Mstislavl is one of the most ancient towns of Mogilev region. It is small in its area. It is called “Belarusian Suzdal” or “Small Vilnius” for the preservation of the original appearance and the ancient architecture. First it was mentioned in the Ipatiev Chronicle in 1156. The ancient Mstislavl consisted of a castle fortified with a ditch and ramparts and a surrounding town. Historians consider Prince David Rostislavovich the founder of the town. In the 14th century the lands became a part of the Grand Duchy of Lithuania. In 1634 the town of Mstislavl received the Magdeburg right and coat of arms. After the partition of the Polish-Lithuanian Commonwealth in 1772 the lands were a part of the Russian state.
Tourists usually start the tour with the Maiden hill, about which there are many legends, but it is not known about the origin of the name itself. They say that in ancient times on the place of the hill was a settlement. In the 18th century Magnates Ostrozhskys strewed flanks of hills with pounded chalk and rode down on a sled.
One of historically important attractions of the town is a monument to Alexander Leontievich Yurchenko. It was the first uyezd Commissioner and Chairman of the Executive Committee of the Mstislavl uyezd Council of workers, peasants and soldiers' deputies. The Congress of this party was held in Mstislavl in January 1918. According to its results the Soviet power was proclaimed in the town. All reforms in the town took place in conditions of an acute class struggle. In August 1919 A.L. Yurchenko was killed during a fierce battle with counter-revolutionaries.
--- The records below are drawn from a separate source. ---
PR #2542, opened 2018-06-01
Check the logic in method setAnswer on Ims2Question

fitorec:
The types `MCUA`, `MCMA` and `TF` generate the same answer(`ImsAnswerMultipleChoice`).

The `default` option was eliminated, since it was inefficient besides generating the same result, see the simple test:

```php
function test1($type) {
	switch ($type) {
		case 1:
		case 2:
			$answer = "1 or 2";
			return $answer;
		default:
			$answer = null;
			break;
	}
	return $answer;
}

var_dump(test1(1)) . "\n";
// string(6) "1 or 2"
var_dump(test1(5)) . "\n";
// NULL

function test2($type) {
	switch ($type) {
		case 1:
		case 2:
			$answer = "1 or 2";
			return $answer;
	}
	return null;
}

var_dump(test2(1)) . "\n";
// string(6) "1 or 2"
var_dump(test2(5)) . "\n";
// NULL
```

if in structure switch in each case returns the $answer, I think it could look like:

```php
public function setAnswer()
{
	switch ($this->type) {
		case MCUA:
		case MCMA:
		case TF:
			return new ImsAnswerMultipleChoice($this->id);
		case FIB:
			return new ImsAnswerFillInBlanks($this->id);
		case MATCHING:
		case MATCHING_DRAGGABLE:
			return new ImsAnswerMatching($this->id);
		case FREE_ANSWER:
			return new ImsAnswerFree($this->id);
		case HOT_SPOT:
			return new ImsAnswerHotspot($this->id);
	}
	return null;
}
```

### DIFF
--- a/main/exercise/export/qti2/qti2_classes.php
+++ b/main/exercise/export/qti2/qti2_classes.php
@@ -19,13 +19,7 @@ class Ims2Question extends Question
     {
         switch ($this->type) {
             case MCUA:
-                $answer = new ImsAnswerMultipleChoice($this->id);
-
-                return $answer;
             case MCMA:
-                $answer = new ImsAnswerMultipleChoice($this->id);
-
-                return $answer;
             case TF:
                 $answer = new ImsAnswerMultipleChoice($this->id);
 
@@ -47,12 +41,9 @@ class Ims2Question extends Question
                 $answer = new ImsAnswerHotspot($this->id);
 
                 return $answer;
-            default:
-                $answer = null;
-                break;
         }
 
-        return $answer;
+        return null;
     }
 
     public function createAnswersForm($form)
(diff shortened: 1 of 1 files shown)


ywarnier:
@fitorec I was going to say that our coding conventions force you to have a default in a switch, but that is not the case. However, it is important to always have a default value anyway, because the code of Chamilo is ever changing and that we need to account for un-planned values that would be added in another part of the code.

fitorec:
I think that the variable `$answer` should be defined outside of the `switch` structure

```php
        $answer = null;
        switch ($this->type) {
            case MCUA:
            case MCMA:
            case TF:
                $answer = new ImsAnswerMultipleChoice($this->id);

                return $answer;
            // . . .
            default:
                break;
        }
        return $answer;
```

What is your opinion?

The monument was installed in his honor as well as a street in the town was named after him.
On the main square of the town there is also a monument to one of the first well-known book printers Pyotr Mstislavets.
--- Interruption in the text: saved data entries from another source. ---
Issue #2568, opened 2018-06-18
EUGDPR: Add data display + export screen (art.20)


ywarnier:
Article 20 requires the possibility for any user to require a structured format of all the personal data the organization keeps about the user.

We should have an export button on the data info page that generates a JSON file with all that data.

The data info page should contain the data specified in #2503

jmontoyaa:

Churches of the town attract a great interested of tourists. The Carmelite church of the Assumption of the Virgin Mary preserved the fresco painting of the 17th century telling the tragic stories of the town. The Church of the Jesuit monastery of St. Michael the Archangel has been preserved in the town; it was built in the second half of the 18th century.
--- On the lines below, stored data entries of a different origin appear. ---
Issue #2687, opened 2018-09-27
Course About Page shows Subscription button even if Course doesn't allow to be subscribed to


meuhland:
### Current behavior / Resultado actual / Résultat actuel
About : 
![image](https://user-images.githubusercontent.com/6123610/46166145-7a577100-c260-11e8-88f3-0cc592f360f4.png)

Course Setting : 
![image](https://user-images.githubusercontent.com/6123610/46166129-67dd3780-c260-11e8-8768-0c3032daa338.png)

Result : 
![image](https://user-images.githubusercontent.com/6123610/46166182-90fdc800-c260-11e8-9f47-931d26e2d3c2.png)

### Expected behavior / Resultado esperado / Résultat attendu

Not being allowed to subscribe as per course setting in the first place.

### Steps to reproduce / Pasos para reproducir / Étapes pour reproduire

Create a public course that doesn't allow subscription by the user, and as a non-admin try to enrol via the about page of the course.

### Chamilo Version / Versión de Chamilo / Version de Chamilo
1.11.8

ywarnier:
Hi @meuhland 
Could you describe your use case? Is that useful in some cases to have a public course to which you cannot subscribe? They can still access the course even without subscribing, right?
It's just to be able to judge the priority...

meuhland:
That’s exactly my point as of right now you can set a public course that
only administrator can subscribe to but the button will still be visible in
the about page of the course (via the course catalog).
Which results in a redirection to the class with an error saying something
generic like unknown error contact the portal admin.

More or less it boils down to adding the logic to check if you can
subscribe to the course then display the subscribe button in the about page.

meuhland:
It’s a 6 or 7 line fix if you just hide it when not allowed I can PR it
tomorrow (got it running on our internal staging server)

ywarnier:
I was going to suggest to help you out for the patch (not because we don't want to do it but because we'd like to help our community to be more participative). Will gladly review and merge your PR.

meuhland:
You know the organization I work for and know of our plans going forwards
with Chamilo. So you know we’re working a common goal here. :)

ywarnier:
True... I always forget :-)

PR #2688, opened 2018-09-28
A logic condition as described in Issue #2687 was showing subscribe when it shouldn't

meuhland:
Fixed the logic by reusing condition that was causing the unknown error.

Enjoy!

### DIFF
--- a/main/course_info/about.php
+++ b/main/course_info/about.php
@@ -124,7 +124,16 @@ $topics = [
 ];
 
 $subscriptionUser = CourseManager::is_user_subscribed_in_course($userId, $course->getCode());
-
+$course_table = Database::get_main_table(TABLE_MAIN_COURSE);
+$sql = "SELECT code, visibility FROM $course_table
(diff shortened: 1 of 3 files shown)


meuhland:
That's what you get for using vi to fix code right on the server...

meuhland:
I'll repost without the garbage from me hitting the wrong button

main/course_info/about.php
```diff
@@ -124,7 +124,16 @@
 ];
 
 $subscriptionUser = CourseManager::is_user_subscribed_in_course($userId, $course->getCode());
-
+$course_table = Database::get_main_table(TABLE_MAIN_COURSE);
```
jmontoyaa: You can use:

`$courseInfo = api_get_course_info_by_id($courseId);`

Then later you can check the subscribe value:

`$courseInfo['subscribe']`

meuhland: Awesome then it's even simpler to fix if this return a boolean.

I'd just be a assign and the same change in the template.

In the town there are Orthodox Churches as well: the Church of the Exaltation of the Holy Cross and the Church of St. Alexander Nevsky, which was built on the foundation of a Catholic Cathedral. German soldiers were buried at the walls of this temple during the Great Patriotic War.
A monument of the town architecture of the early 20th century is considered to be a fire tower. Firefighters and rescuers watched day and night over the situation in the town from its height in order nothing bad would happen.
The streets of the town have preserved the historic significance and uniqueness of the 19th century. If you slowly walk along them, you can see dwelling wooden houses of the 19th century, the building of the town Council and male gymnasium. All these buildings are still of the pre-revolutionary era.
Tourists who came into the town must visit tournaments and festivals. They were resumed by the locals. In the city of craftsmen you can try on a knight costume and learn about medieval crafts.
Mstislavl is an unordinary town. Everything in it is saturated with the aroma of antiquity, the Middle Ages, that give it a special beauty.